The app runs on a Linux box, although the users visit the webapp from Windows.
Some users paste text into these forms that was copied from MSWord docs, and when that happens, they get internal exceptions like the following:
Caused by: org.mariadb.jdbc.internal.util.dao.QueryException: Incorrect string value: '\xC2\x96 for...' for column 'ssimpact' at row 1
For instance, I tested it with text like the following:
Project – for
Where the dash is a "long dash" from the MSWord document.

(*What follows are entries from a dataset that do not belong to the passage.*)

PR #299, opened 2021-05-27
Copy desired Service ports when reconciling

### LINKED ISSUE #256: expectedServices function not copying desired spec
https://github.com/open-telemetry/opentelemetry-operator/blob/db40230d99040201ba7b85a64700788392e96b62/pkg/collector/reconcile/service.go#L182-L199

I guess, we should be copying desired.Spec to updated.Spec if I am not wrong. - 

```go
  updated.Spec = desired.Spec
```
If we dont do that service spec wont be updated if some one adds a new receiver in config or explicit port in Spec.Ports of collector.

### LINKED ISSUE #295: OpenCensus port is not exposed by the Collector Service
Hello,

I am deploying an OpenTelemetry Collector with an OpenCensus receiver.
According to [the comments on the `ports` parameter](https://github.com/open-telemetry/opentelemetry-operator/blob/36d59730af234c2bfc4f909fa2ff8a4659b90c86/api/v1alpha1/opentelemetrycollector_types.go#L72-L78), the operator should be able to detect well-known protocols in the `config` and expose their port. However, after deploying it, the collector initializes the OpenCensus receiver, but the service is not updated to expose the OpenCensus port.

It should be noted that the collector was first declared and deployed with only an `oltp` receiver, and I later updated it to add the OpenCensus collector. Maybe the operator simply didn't update the service.

thib92:
Copy services from the desired service when reconciling.

For now it only copies the `ports` attribute. We might need to copy additional fields as well. Let me know!

Fixes #256 
Fixes #295

### DIFF
--- a/pkg/collector/reconcile/service.go
+++ b/pkg/collector/reconcile/service.go
@@ -194,6 +194,7 @@ func expectedServices(ctx context.Context, params Params, expected []corev1.Serv
 		for k, v := range desired.ObjectMeta.Labels {
 			updated.ObjectMeta.Labels[k] = v
 		}
+		updated.Spec.Ports = desired.Spec.Ports
 
 		patch := client.MergeFrom(existing)
 
--- a/pkg/collector/reconcile/service_test.go
+++ b/pkg/collector/reconcile/service_test.go
@@ -22,6 +22,7 @@ import (
 	v1 "k8s.io/api/core/v1"
 	metav1 "k8s.io/apimachinery/pkg/apis/meta/v1"
 	"k8s.io/apimachinery/pkg/types"
+	"k8s.io/apimachinery/pkg/util/intstr"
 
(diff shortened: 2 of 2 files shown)


jpkrohling (approved):

jpkrohling:
Looks good to me: once you confirm that you also don't see any other fields that should be copied, I'll merge.

jpkrohling (approved):

thib92:
The [`ServiceSpec`](https://kubernetes.io/docs/reference/kubernetes-api/service-resources/service-v1/#ServiceSpec) does have its fair share of options, most of them I'm not too familiar with.

However, I think that using the OpenTelemetry Operator, only the `ports` field can be messed with (at least at the moment), so I think it's safe to keep it like that.

jpkrohling:
Thank you for this PR!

I don't think it's possible to convert the wayward characters in this text to the "correct" characters, so I'm trying to figure out how to produce a reasonable error message that shows a substring of the bad text in question, along with the index of the first bad character.
I noticed postings like this: How to determine if a String contains invalid encoded characters .

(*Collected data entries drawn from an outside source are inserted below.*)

Issue #186, opened 2021-01-31
Add support for tolerations?


markfink-splunk:
In daemonset mode, it installs to worker nodes only, not master, which is normal and we can usually workaround with a toleration.  But I can't figure out how to apply a toleration to this operator and support for it may need to be added.  The use-case is for the kubelet metrics receiver that is available with otel-collector-contrib.  I'd like to get kubelet metrics on the master node.  I'm creating a separate deployment just for the master now.  It would be convenient to roll support for this into the operator.

jpkrohling:
Sounds like a valid use case. Would you like to send a PR adding support to the operator?

PR #302, opened 2021-06-01
Tolerations support in otelcol CRD

VineethReddy02:
add support for tolerations in otelcol CRD, This helps in running Otel collectors on tainted nodes for both deployments and daemon sets.

fixes: #186


api/v1alpha1/opentelemetrycollector_types.go
```diff
@@ -87,6 +87,11 @@ type OpenTelemetryCollectorSpec struct {
 	// +optional
 	// +operator-sdk:gen-csv:customresourcedefinitions.specDescriptors=true
 	Resources v1.ResourceRequirements `json:"resources,omitempty"`
+
+	// Toleration to schedule OpenTelemetry Collector pods.
```
jpkrohling, line 91: Please, document under which modes this is relevant: `daemonset` and `deployment`. How about statefulsets? Similarly, you might need to add some validation, so that we don't accept tolerations for unsupported modes (sidecar comes to my mind, for instance).

jpkrohling (commented):
Looks good, just need some input validation and a more complete godoc for the new field.

jpkrohling:
Tests are missing as well.

api/v1alpha1/opentelemetrycollector_types.go
VineethReddy02: This is relevant in `daemonsets`, `deployments` & `statefulsets` (I didn't know this existed). I thought to add validation but noticed we do not have validation in place for example `replicas` are relevant only to `deployments` & `statefulsets` but not `daemonsets` and `sidecars`. Currently, the CRD accepts replicas for unsupported modes too. 

Could you point me to where exactly do you think CRD validation makes sense in the operator flow?

jpkrohling: Good catch about the replica size. Do you mind creating an issue for it? The appropriate place for such a validation would be here: 

https://github.com/open-telemetry/opentelemetry-operator/blob/4ead5fe1079b6d83c5c1796ee45ef93c6f88671f/api/v1alpha1/opentelemetrycollector_webhook.go#L59-L81

VineethReddy02: Added the replicas validation in my latest commit.

pkg/collector/deployment_test.go
```diff
@@ -17,6 +17,8 @@ package collector_test
 import (
 	"testing"
 
+	v1 "k8s.io/api/core/v1"
```
jpkrohling, line 20: The import order is odd here.

api/v1alpha1/opentelemetrycollector_webhook.go
```diff
@@ -62,6 +62,17 @@ func (r *OpenTelemetryCollector) ValidateCreate() error {
 	if r.Spec.Mode != ModeStatefulSet && len(r.Spec.VolumeClaimTemplates) > 0 {
 		return errors.New("Can only specify VolumeClaimTemplates for statefulsets")
 	}
+
+	// validate replicas for sidecar and daemonsets mode
```
jpkrohling, line 66: I think it might be worth extracting the common validation checks to a specific function. Right now, ValidateCreate and ValidateUpdate are pretty much the same.

api/v1alpha1/opentelemetrycollector_webhook.go
```diff
@@ -62,6 +62,17 @@ func (r *OpenTelemetryCollector) ValidateCreate() error {
...
+	if (r.Spec.Mode == ModeSidecar || r.Spec.Mode == ModeDaemonSet) && *r.Spec.Replicas > 0 {
+		return errors.New("Can only specify Replicas for deployments and statefulsets")
```
jpkrohling, line 68: It might be better to align the message with the check, like: `the OpenTelemetry Collector mode is set to %s, which does not support the attribute "replicas"`

jpkrohling (commented):
Looks good, but there's an import order issue. Because of that, I requested two other minor changes. Other than that, looks good to me!

jpkrohling (approved):

jpkrohling:
Could you please check the test failure?

jpkrohling (approved):

VineethReddy02:
@jpkrohling it looks like mergify task post all checks is failing. :)

PR #306, opened 2021-06-08
Update project to use operator-sdk v1.8.0

owais:
Latest operator-sdk (v1.8.0) does not work with the project as the schema for the PROJECT file has changed. Updated PROJECT file and then ran `operator-sdk bundle` to update config files so we can review what next bundle will look like.


PROJECT
```diff
@@ -1,11 +1,7 @@
-projectName: opentelemetry-operator
```
jpkrohling, line 1: Shouldn't the projectName be kept?

jpkrohling (commented):
LGTM, just a question about the changes to the project file.

PROJECT
owais: I thought the operator-sdk doesn't like it anymore.  However, looking at the source code, it looks like kubebuilder v2 does not have projectName defined but v3 does. I think we were already using v3 schema but version number was set to v2? I'll dig deeper into this and try to figure it out.

--------
Error we get if we keep projectName:
```

FATA[0001] unable to load the configuration: unable to unmarshal config at "PROJECT": error unmarshalling project configuration: error unmarshaling JSON: while decoding JSON: json: unknown field "projectName"
make: *** [bundle] Error 1
```

owais: I'm not sure how it was working before but "v2" projects cannot have `projectName`, `layout` or `plugins` keys in the PROJECT file. I updated the file to change the version to "v3" and now it accepts these values. 

I'm not sure what other implications updating to "v3" might have but the generated files look fine to me.

owais: I'll compare the generated bundle with previously published one and see if there are any important differences.

owais: https://gist.github.com/owais/537b9416ff7564f5f022aa35d50a3da8

Just took a cursory look and looked fine to me. I've to go right now. Will take another detailed look in a while and update here.

jpkrohling:
@owais, could you rebase this? It will make the new tests run, which should make the test checks pass.

PROJECT
jpkrohling: I think I had problems with webhooks with v3, but let's see if the CI passes. I believe we do have tests exercising the webhooks.

config/manifests/bases/opentelemetry-operator.clusterserviceversion.yaml
```diff
@@ -19,7 +19,8 @@ spec:
   apiservicedefinitions: {}
   customresourcedefinitions:
     owned:
-    - description: OpenTelemetryCollector is the Schema for the opentelemetrycollectors API.
+    - description: OpenTelemetryCollector is the Schema for the opentelemetrycollectors
+        API.
```
VineethReddy02, line 23: Is this a type? `API` in new line?

jpkrohling: It's auto-generated code.

owais:
@jpkrohling Rebased. I'm trying to run the latest generated bundle on OpenShift locally but it is failing so please don't merge this just yet.

config/manifests/bases/opentelemetry-operator.clusterserviceversion.yaml
owais: auto generated by `make bundle`

bundle/manifests/opentelemetry-operator.clusterserviceversion.yaml
```diff
@@ -21,11 +21,11 @@ metadata:
     containerImage: quay.io/opentelemetry/opentelemetry-operator
     createdAt: "2020-12-16T13:37:00+00:00"
     description: Provides the OpenTelemetry components, including the Collector
-    operators.operatorframework.io/builder: operator-sdk-v1.3.0
-    operators.operatorframework.io/project_layout: go
+    operators.operatorframework.io/builder: operator-sdk-v1.7.1+git
```
jpkrohling, line 24: Shouldn't it be 1.8.0?

jpkrohling (dismissed):

jpkrohling:
Looks good to me. I marked this as a draft so that I won't accidentally merge it. Once you confirm this to work on OpenShift, let me know and I'll merge this.

PROJECT
```diff
@@ -3,9 +3,13 @@ domain: opentelemetry.io
...
+  group: core
   kind: OpenTelemetryCollector
+  path: k8s.io/api/core/v1alpha1
   version: v1alpha1
-version: 2
+version: "3"
 plugins:
-  go.operator-sdk.io/v2-alpha: {}
+  manifests.sdk.operatorframework.io/v2: {}
+  scorecard.sdk.operatorframework.io/v2: {}
```
owais, line 15: as recommended by: https://sdk.operatorframework.io/docs/upgrading-sdk-version/v1.4.0/#gov2-change-go-project-plugin-object-to-manifests-and-scorecard-objects

config/manager/kustomization.yaml
```diff
@@ -1,2 +1,8 @@
 resources:
 - manager.yaml
+apiVersion: kustomize.config.k8s.io/v1beta1
+kind: Kustomization
+images:
+- name: controller
+  newName: quay.io/opentelemetry/opentelemetry-operator
+  newTag: v0.27.0
```
owais, line 8: This was recommended by the migration/upgrade guide and without it I could not get the bundle to use the operator image. It would try to find an image called `controller` which would obviously absent.

config/samples/core_v1alpha1_opentelemetrycollector.yaml
```diff
@@ -9,15 +9,11 @@ spec:
         protocols: 
           grpc:
 
-    processors:
-      queued_retry:
```
owais, line 13: Since latest collector does not have this anymore

owais:
@jpkrohling I went through the upgrade guides from v1.3 to v1.8 and made all changes which seemed applicable to this project. 

I verified by running this on a local OpenShift cluster. I built `make bundle-build BUNDLE_IMG=img-name` to create bundle image and then ran it with `operator-sdk run bundle img-name`. Then I created one instance of collector from the operator. Everything seemed to be functioning properly.

config/manager/kustomization.yaml
jpkrohling: There is a target in the Makefile that sets the image name to what we have as vars there:

https://github.com/open-telemetry/opentelemetry-operator/blob/aaabe4ef12e9e445c165f19385dfc5b431c781ef/Makefile#L69-L71

But if they do have a new recommendation about this, we should definitely follow it.

jpkrohling:
You are the hero!

jpkrohling:
Would you be open to creating a doc at the root of the product with the steps necessary to update the operator-sdk? Which docs and changelogs to check, how to test, and so on? Not as part of this PR, though.

config/prometheus/monitor.yaml
```diff
@@ -11,6 +11,10 @@ spec:
   endpoints:
     - path: /metrics
       port: https
+      scheme: https
+      bearerTokenFile: /var/run/secrets/kubernetes.io/serviceaccount/token
+      tlsConfig:
+        insecureSkipVerify: true
```
jpkrohling, line 17: Is this also part of the migration? Or did you have to set this manually?

jpkrohling (commented):
Looks good, just need clarification about the TLS configuration for Prometheus. Given that the e2e tests for Kubernetes passed, I don't think this change broke anything for plain Kubernetes.

Thank you for this PR!

config/prometheus/monitor.yaml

I thought this would get me close, but it's not quite working.
I'm trying to use the following method:
private int findUnmappableCharIndex(String entireString) {
int charIndex;
for (charIndex = 0; charIndex < entireString.length(); ++ charIndex) {
String currentChar = entireString.substring(charIndex, charIndex + 1);
CharBuffer out = CharBuffer.wrap(new char[currentChar.length()]);
CharsetDecoder decoder = Charset.forName("utf-8").newDecoder();
CoderResult result = decoder.decode(ByteBuffer.wrap(currentChar.getBytes()), out, true);
if (result.isError() || result.isOverflow() || result.isUnderflow() || result.isMalformed() || result.isUnmappable()) {
break;
}
CoderResult flushResult = decoder.flush(out);
if (flushResult.isOverflow()) {
break;
}
}
if (charIndex == entireString.length() + 1) {
charIndex = -1;
}
return charIndex;
}
This doesn't work. I get "underflow" on the first character, which is a valid character. I'm sure I don't fully understand the decoder mechanism.